BEGIN DATASET ENTRIES

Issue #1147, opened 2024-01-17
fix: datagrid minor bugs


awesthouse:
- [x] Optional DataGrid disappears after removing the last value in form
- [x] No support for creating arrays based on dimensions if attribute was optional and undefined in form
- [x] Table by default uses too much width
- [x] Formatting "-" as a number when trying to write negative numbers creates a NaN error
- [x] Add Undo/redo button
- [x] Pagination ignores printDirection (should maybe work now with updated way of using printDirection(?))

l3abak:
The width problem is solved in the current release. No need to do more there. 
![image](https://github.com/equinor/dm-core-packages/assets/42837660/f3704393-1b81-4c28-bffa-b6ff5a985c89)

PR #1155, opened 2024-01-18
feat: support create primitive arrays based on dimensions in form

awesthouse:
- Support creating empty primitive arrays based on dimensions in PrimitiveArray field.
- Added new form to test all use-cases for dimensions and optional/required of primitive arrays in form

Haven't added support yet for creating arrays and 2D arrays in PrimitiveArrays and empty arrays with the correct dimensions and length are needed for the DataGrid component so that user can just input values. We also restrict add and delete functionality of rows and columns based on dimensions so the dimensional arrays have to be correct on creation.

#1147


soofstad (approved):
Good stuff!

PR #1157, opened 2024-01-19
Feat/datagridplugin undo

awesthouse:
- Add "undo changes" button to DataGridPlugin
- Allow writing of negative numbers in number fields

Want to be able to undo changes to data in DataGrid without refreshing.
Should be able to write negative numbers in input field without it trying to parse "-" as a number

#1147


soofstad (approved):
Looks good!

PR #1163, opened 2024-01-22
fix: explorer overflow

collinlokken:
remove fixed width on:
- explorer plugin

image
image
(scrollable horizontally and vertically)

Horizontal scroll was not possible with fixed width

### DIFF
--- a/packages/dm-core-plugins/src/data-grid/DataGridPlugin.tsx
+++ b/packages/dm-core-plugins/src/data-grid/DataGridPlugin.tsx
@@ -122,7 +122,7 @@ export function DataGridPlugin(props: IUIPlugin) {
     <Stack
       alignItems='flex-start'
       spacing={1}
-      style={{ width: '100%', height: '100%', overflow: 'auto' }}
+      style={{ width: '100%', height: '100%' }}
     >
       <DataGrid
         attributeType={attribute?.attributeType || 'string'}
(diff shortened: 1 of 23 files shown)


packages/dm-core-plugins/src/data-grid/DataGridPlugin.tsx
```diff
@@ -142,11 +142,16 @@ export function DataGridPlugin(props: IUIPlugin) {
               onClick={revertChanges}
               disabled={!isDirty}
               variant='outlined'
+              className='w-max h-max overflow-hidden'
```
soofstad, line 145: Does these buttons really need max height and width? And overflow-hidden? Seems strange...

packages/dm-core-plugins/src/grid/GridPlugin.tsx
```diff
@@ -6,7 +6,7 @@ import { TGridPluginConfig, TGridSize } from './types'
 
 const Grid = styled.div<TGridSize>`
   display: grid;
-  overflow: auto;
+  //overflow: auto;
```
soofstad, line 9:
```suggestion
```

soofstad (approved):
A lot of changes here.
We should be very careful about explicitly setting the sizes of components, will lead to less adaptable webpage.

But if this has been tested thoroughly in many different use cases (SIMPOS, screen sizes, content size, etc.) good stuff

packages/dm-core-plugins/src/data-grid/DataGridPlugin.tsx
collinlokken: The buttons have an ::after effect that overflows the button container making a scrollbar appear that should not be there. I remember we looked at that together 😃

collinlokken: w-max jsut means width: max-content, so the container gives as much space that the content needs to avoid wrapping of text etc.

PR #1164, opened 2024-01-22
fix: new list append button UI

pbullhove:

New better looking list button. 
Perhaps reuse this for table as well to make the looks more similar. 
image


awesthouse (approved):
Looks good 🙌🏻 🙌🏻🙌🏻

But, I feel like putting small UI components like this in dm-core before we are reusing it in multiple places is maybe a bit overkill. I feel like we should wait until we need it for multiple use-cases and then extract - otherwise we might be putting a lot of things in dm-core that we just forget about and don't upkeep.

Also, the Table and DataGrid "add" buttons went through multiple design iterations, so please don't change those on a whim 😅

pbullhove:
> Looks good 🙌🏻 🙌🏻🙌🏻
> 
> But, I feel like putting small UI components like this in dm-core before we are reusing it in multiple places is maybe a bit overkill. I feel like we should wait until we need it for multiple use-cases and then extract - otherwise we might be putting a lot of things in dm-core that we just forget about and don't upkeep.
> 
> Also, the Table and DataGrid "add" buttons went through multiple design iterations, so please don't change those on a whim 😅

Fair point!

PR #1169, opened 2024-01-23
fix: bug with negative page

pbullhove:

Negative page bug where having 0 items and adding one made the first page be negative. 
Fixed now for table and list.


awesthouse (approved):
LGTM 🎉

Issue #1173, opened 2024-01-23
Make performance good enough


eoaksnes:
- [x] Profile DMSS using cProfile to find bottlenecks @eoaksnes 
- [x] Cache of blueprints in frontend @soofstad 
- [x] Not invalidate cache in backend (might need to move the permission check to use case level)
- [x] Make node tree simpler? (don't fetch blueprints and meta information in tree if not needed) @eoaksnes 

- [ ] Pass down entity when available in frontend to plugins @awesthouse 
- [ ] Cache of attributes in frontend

END DATASET ENTRIES
BEGIN DATASET ENTRIES

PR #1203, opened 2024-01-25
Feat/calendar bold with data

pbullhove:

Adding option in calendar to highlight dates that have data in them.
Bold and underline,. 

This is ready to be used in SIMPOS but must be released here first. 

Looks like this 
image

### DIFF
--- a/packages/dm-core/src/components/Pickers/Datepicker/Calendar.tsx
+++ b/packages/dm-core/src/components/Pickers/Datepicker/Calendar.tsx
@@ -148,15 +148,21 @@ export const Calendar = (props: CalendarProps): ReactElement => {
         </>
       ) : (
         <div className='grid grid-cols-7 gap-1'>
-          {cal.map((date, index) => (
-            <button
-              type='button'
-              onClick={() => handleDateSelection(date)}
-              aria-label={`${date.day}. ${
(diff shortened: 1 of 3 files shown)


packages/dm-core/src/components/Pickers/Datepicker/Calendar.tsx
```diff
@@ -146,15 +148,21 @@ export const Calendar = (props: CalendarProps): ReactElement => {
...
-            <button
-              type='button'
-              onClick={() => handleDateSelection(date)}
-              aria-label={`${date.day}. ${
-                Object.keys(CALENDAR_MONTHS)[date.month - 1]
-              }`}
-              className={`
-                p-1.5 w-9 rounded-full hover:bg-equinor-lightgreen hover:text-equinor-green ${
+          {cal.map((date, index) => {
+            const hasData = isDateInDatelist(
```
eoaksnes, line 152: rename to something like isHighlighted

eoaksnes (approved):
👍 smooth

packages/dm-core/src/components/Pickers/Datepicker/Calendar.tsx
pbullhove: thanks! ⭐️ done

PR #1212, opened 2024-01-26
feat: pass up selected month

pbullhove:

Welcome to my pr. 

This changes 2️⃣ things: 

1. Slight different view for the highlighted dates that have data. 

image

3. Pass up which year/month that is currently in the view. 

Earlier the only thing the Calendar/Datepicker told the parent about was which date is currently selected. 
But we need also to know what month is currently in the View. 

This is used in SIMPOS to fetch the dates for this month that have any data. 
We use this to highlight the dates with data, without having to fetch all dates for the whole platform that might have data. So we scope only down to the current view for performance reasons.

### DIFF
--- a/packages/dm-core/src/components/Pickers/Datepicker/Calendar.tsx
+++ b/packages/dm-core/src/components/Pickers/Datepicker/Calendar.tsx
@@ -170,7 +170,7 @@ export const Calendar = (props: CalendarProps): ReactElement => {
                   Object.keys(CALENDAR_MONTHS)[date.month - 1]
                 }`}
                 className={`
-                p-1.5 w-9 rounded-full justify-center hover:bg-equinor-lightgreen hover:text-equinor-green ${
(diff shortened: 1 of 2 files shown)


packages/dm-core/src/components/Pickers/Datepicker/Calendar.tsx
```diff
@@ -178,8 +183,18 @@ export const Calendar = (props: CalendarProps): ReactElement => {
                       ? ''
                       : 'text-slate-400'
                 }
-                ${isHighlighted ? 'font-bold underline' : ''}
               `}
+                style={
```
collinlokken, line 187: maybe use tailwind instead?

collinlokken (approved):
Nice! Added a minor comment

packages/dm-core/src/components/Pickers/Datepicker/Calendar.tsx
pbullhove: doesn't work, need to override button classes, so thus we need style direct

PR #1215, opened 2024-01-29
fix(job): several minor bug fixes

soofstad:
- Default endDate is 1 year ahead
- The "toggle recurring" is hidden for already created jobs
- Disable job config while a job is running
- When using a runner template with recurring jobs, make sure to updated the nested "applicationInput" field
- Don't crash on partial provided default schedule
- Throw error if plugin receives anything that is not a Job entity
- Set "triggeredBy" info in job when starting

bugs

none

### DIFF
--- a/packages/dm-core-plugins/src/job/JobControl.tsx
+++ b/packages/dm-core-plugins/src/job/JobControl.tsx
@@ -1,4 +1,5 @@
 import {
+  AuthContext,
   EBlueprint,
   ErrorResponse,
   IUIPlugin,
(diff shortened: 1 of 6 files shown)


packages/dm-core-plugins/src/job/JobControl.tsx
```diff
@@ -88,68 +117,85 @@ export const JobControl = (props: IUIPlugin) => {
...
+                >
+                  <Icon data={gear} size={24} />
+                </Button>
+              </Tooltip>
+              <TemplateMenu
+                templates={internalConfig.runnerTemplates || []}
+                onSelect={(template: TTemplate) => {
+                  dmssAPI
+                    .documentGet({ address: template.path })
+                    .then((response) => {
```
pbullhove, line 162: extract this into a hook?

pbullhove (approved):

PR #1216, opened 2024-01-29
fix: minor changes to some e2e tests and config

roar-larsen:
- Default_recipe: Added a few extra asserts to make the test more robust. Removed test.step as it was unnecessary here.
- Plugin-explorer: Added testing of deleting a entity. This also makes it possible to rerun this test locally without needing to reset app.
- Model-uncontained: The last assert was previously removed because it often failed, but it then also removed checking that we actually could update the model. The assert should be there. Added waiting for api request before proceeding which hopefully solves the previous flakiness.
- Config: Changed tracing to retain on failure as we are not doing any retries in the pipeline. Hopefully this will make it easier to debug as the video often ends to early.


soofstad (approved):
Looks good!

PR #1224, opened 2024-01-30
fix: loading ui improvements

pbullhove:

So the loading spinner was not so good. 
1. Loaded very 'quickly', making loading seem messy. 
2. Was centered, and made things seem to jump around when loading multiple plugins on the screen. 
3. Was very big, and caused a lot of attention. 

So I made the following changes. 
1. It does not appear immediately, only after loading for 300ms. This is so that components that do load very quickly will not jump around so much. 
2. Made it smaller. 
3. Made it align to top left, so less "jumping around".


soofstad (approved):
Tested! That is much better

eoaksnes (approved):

END DATASET ENTRIES

Reproduce exactly the stretch of the material above that starts at the line with "Issue #1147, opened 2024-01-17" and ends at the line with "button to DataGridPlugin", both included, and nothing else.

Issue #1147, opened 2024-01-17
fix: datagrid minor bugs


awesthouse:
- [x] Optional DataGrid disappears after removing the last value in form
- [x] No support for creating arrays based on dimensions if attribute was optional and undefined in form
- [x] Table by default uses too much width
- [x] Formatting "-" as a number when trying to write negative numbers creates a NaN error
- [x] Add Undo/redo button
- [x] Pagination ignores printDirection (should maybe work now with updated way of using printDirection(?))

l3abak:
The width problem is solved in the current release. No need to do more there. 
![image](https://github.com/equinor/dm-core-packages/assets/42837660/f3704393-1b81-4c28-bffa-b6ff5a985c89)

PR #1155, opened 2024-01-18
feat: support create primitive arrays based on dimensions in form

awesthouse:
- Support creating empty primitive arrays based on dimensions in PrimitiveArray field.
- Added new form to test all use-cases for dimensions and optional/required of primitive arrays in form

Haven't added support yet for creating arrays and 2D arrays in PrimitiveArrays and empty arrays with the correct dimensions and length are needed for the DataGrid component so that user can just input values. We also restrict add and delete functionality of rows and columns based on dimensions so the dimensional arrays have to be correct on creation.

#1147


soofstad (approved):
Good stuff!

PR #1157, opened 2024-01-19
Feat/datagridplugin undo

awesthouse:
- Add "undo changes" button to DataGridPlugin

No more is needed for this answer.